This is an interesting story: islandpacket.com | Listen, eat -- and help fund scholarships for nursing students

Bluegrass music and the heavenly aroma stirred up by the Broken Arrow BBQ Team will blend Saturday at Honey Horn.

The food and fellowship in the new pole barn at Hilton Head Island's largest park should be a fitting backdrop for a fun event with a serious goal: Raising money for nursing scholarships.

Local hosts and sponsors are contributing everything from tablecloths to hot sauce in hopes of improving the quality of life in South Carolina.
South Carolina has a nursing shortage, as do most states. Proceeds from the barbecue will help create an endowed scholarship fund at the Medical University of South Carolina's College of Nursing in Charleston. It's one of America's oldest nursing schools, and it's trying to raise $125,000 for student scholarships to mark its 125th anniversary.


Among its graduates over the years was the mother of Jean Fraser, wife of Joe Fraser, the elder statesman in the family that developed Sea Pines and turned Hilton Head into a household name. As a child, Jean and her brother tagged along on their mother's rounds as a public health nurse deep into the sandy byways of the Lowcountry. They later established a scholarship in their mother's name, and he donated money for a lab. Jean has been on a nursing school advisory board for many years.

Meanwhile, our state can do more to help nurses.

Gail Stuart, the MUSC nursing college dean, says we face a systemic problem that can be fixed. She sees the nursing shortage as rooted in a shortage of professors to teach nursing students.


Nursing schools in South Carolina are turning away students because they don't have enough teachers. Those schools need to increase faculty salaries to keep them. Otherwise, they can walk across the street and work in a hospital for $30,000 a year more. Who could blame them?

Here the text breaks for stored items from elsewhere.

PR #683, opened 2023-10-10
Dataset fs cli restructure

goastler:
- Fixes bugs with resizing images and flattening datasets
- Restructures the cli into a simpler format


packages/datasets-fs/src/commands/flatten.ts
```diff
@@ -0,0 +1,122 @@
...
+            0
+        )
+        for (let i = 0; i < labels.length; i++) {
+            // find all the images
+            const label = at(labels, i)
+            const images: string[] = at(imagesByLabel, i)
+            // for each image
+            for (const image of images) {
+                bar.increment()
+                // this.logger.log(`flattening ${label}/${image}`)
```
HughParry, line 73: Should this be commented out?

packages/datasets-fs/src/commands/generate.ts
```diff
@@ -0,0 +1,169 @@
...
+    labelled: LabelledItem[],
+    unlabelled: Item[],
+    options: {
+        allowDuplicatesLabelled?: boolean
+        allowDuplicatesUnlabelled?: boolean
+    }
+) => {
+    // check for duplicates
+    const all = new Set<string>()
+    if (!options.allowDuplicatesLabelled) {
```
HughParry: Error handling here could be shared function, with only all.add changing depending on labelled/unlabelled

packages/datasets-fs/src/commands/generate.ts
```diff
@@ -0,0 +1,169 @@
...
+    labelled: LabelledItem[] = []
+    unlabelled: Item[] = []
+    labels: string[] = []
+    labelledMapFile = ''
+    unlabelledMapFile = ''
+    labelToImages: { [label: string]: Item[] } = {}
+    targets: string[] = []
+    saltRounds = 10
+
+    public override async _run(args: Args) {
```
HughParry: Pretty lengthy in places - could we break some parts of _run down into helper funcs like done with checkduplicated already on line 115?

packages/datasets-fs/src/commands/generateV1.ts
```diff
@@ -0,0 +1,207 @@
...
+                number: true,
+            },
+            maxCorrect: {
+                description: 'Maximum number of target images in each captcha',
+                number: true,
+            },
+        })
+    }
+
+    public override async _run(args: Args) {
```
HughParry: helper functions would be useful for readability here - _run is about 150 lines long.

Might not be worth doing if we aren't looking to be using v1 captcha generation in the future though

packages/datasets-fs/src/commands/generateV2.ts
```diff
@@ -0,0 +1,204 @@
...
+                description: 'Minimum number of labelled images in each captcha',
+            },
+            maxLabelled: {
+                number: true,
+                description: 'Maximum number of labelled images in each captcha',
+            },
+        })
+    }
+
+    public override async _run(args: Args) {
```
HughParry, line 122: _run is a long method here, will be hard to maintain. Might be worth breaking up a little

packages/datasets-fs/src/commands/generateV2.ts
```diff
@@ -0,0 +1,204 @@
...
+        // if we focus on a single captcha round of 9 images, we must have at least 1 labelled correct image in the captcha for it to work, otherwise it's just a labelling phase, which normally isn't a problem but if we're treating these as tests for humanity too then we need some kind of test in there. (e.g. we abolish the labelled then unlabelled pattern of the challenge rounds in favour of mixing labelled and unlabelled data, but we then run a small chance of serving two completely unlabelled rounds if we don't set the min number of labelled images to 1 per captcha round)
+
+        const bar = new cliProgress.SingleBar({}, cliProgress.Presets.shades_classic)
+        bar.start(count, 0)
+
+        // generate n captchas
+        const captchas: CaptchaWithoutId[] = []
+        for (let i = 0; i < count; i++) {
+            bar.increment()
+            // this.logger.info(`generating captcha ${i + 1} of ${count}`)
```
HughParry, line 152: Should be able to remove this comment with the bar implementation

packages/datasets-fs/src/commands/generateV2.ts
```diff
@@ -0,0 +1,204 @@
...
+
+            // get the unlabelled items
+            const unlabelledItems = new Set<Item>()
+            while (unlabelledItems.size < size - nLabelled) {
+                // get a random image from the unlabelled data
+                const image = at(this.unlabelled, _.random(0, this.unlabelled.length - 1))
+                unlabelledItems.add(image)
+            }
+
+            let items: Item[] = [...correctItems, ...incorrectItems, ...unlabelledItems]
```
HughParry: Could we use functional methods here to avoid use of let

packages/datasets-fs/src/commands/resize.ts
```diff
@@ -0,0 +1,137 @@
...
+        // read the map file
+        const inputItems: Item[] = DataSchema.parse(JSON.parse(fs.readFileSync(mapFile, 'utf8'))).items
+
+        // for each item
+        const bar = new cliProgress.SingleBar({}, cliProgress.Presets.shades_classic)
+        bar.start(inputItems.length, 0)
+        const outputItems: Item[] = []
+        for (const inputItem of inputItems) {
+            bar.increment()
+            // this.logger.log(`resizing ${inputItem.data}`)
```
HughParry, line 75: Remove logger comment

packages/datasets-fs/src/tests/utils.ts
```diff
@@ -0,0 +1,132 @@
...
+            return false
+        }
+    }
+    return true
+}
+
+export const readDataJson = (pth: string) => {
+    let content = fs.readFileSync(pth).toString()
+    // TODO use getPaths() here to find the repo dir
+    content = content.replaceAll('${repo}', __dirname + '/../../../..')
```
HughParry, line 66: Is there a ticket for the above TODO - magic strings for /../../../.. are fine for now but getPaths() would be better

packages/datasets-fs/src/tests/utils.ts
```diff
@@ -0,0 +1,132 @@
...
+    const dataJson = JSON.parse(content.toString())
+    const data = DataSchema.parse(dataJson)
+    return data
+}
+
+export const readCaptchasJson = (pth: string) => {
+    const content = fs.readFileSync(pth).toString()
+    const dataJson = JSON.parse(content.toString())
```
HughParry: Calling toString() twice on content

packages/util/src/util.ts
```diff
@@ -197,3 +200,109 @@ export const flattenObj = (obj: object, prefix = ''): Record<string, unknown> =>
...
+// This method treats arrays as an object with numeric keys and merged using the object merge strategy.
+export function merge<T extends object | A[], U extends object | B[], A, B>(
+    dest: T,
+    src: U,
+    options?: MergeOptions
+): T & U {
+    const atomicArrays = options?.atomicArrays
+    // maintain a queue of object sources/destinations to merge
+    const queue: {
+        src: unknown
```
HughParry, line 229: Can we infer types of src and dest or is it better to leave as unknown?

HughParry (changes requested):

packages/datasets-fs/src/commands/flatten.ts
goastler: yes because it messes with the progress bar that chris added. Unfortunately the progress bar lib cannot deal with printlns when it's active

packages/datasets-fs/src/commands/resize.ts
goastler: same deal as above

packages/datasets-fs/src/tests/utils.ts
goastler: there isn't, but getPaths already exists. It's just in the config package and I didn't want to introduce another dependency. @forgetso can we depend on the config pkg or will that introduce circular deps?

packages/datasets-fs/src/commands/generate.ts
goastler: done

packages/datasets-fs/src/commands/generate.ts
goastler: done

packages/datasets-fs/src/commands/flatten.ts
HughParry: Can we remove instead of just commenting out?

packages/datasets-fs/src/tests/utils.ts
forgetso: The config package is really only a dev dependency. You'd need to move the path finding stuff into a new package and make it a regular dependency.

packages/datasets-fs/src/commands/generateV2.ts
goastler: done

packages/datasets-fs/src/tests/utils.ts
goastler: done

packages/util/src/util.ts
goastler: it's better to leave these as unknown as we don't know what type we're handling. Usually it'll be an array or an object, but it may be a primitive if the user passes in parameters for that. I did have types in here but the bounds became super complex, so I switched to unknown because this fn should handle anything and everything

HughParry (dismissed):

HughParry (approved):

The nursing shortage is expected to get worse because today's nursing workforce is aging and we're not graduating enough new nurses -- even as local schools like the University of South Carolina Beaufort and the Technical College of the Lowcountry try to ramp up their nursing programs.
The good news is that we do not have a shortage of students who want to be nurses. And Stuart says the applicants she sees are getting sharper and sharper every year. Yet her college has to turn down hundreds each year because there aren't enough slots available for them.

It's not a matter of rushing out and building a bigger building, although Stuart says her college needs facilities. The state requires that student-to-teacher ratios have to be 8-to-1, so there are no cheap, easy shortcuts.

Nursing offers the well- paying, stable, year-round, knowledge-based jobs with benefits that every town, county and state in the nation is clamoring for.

Yet when the state legislature passed the 2007 Critical Need Nursing Initiative Act, the governor vetoed it. And after both the House and Senate overrode the veto, the $11 million price tag was slashed to $1 million in recurring funding. This year, the legislature again passed the bill and again overrode a veto, but again came up short on the funding. The legislature gave it an extra $1 million in a one-time allocation from unclaimed lottery money. But again, the initiative was left woefully short
of being able to get the job done.

About 40 states are tackling this same issue, many of them like Mississippi -- doing a lot better job of it than we are.

But here we sit pining for better jobs, apparently deluding ourselves that IBM is going to pull up stakes and move to one of our hamlets. All the while, we have a fixable system in place that could improve the economy, improve health care and improve lives.

The pipeline, as Stuart calls it, is already in place. All we've got to do is prime the pump.

The private sector -- represented by foundations and the S.C. Hospital Association and its members -- is working hard to do that.

And so are our friends and neighbors who will resin up the bow and put the pigs on the pits this Saturday.

The state should also do more.

Anyone from around this area care to comment on how things went?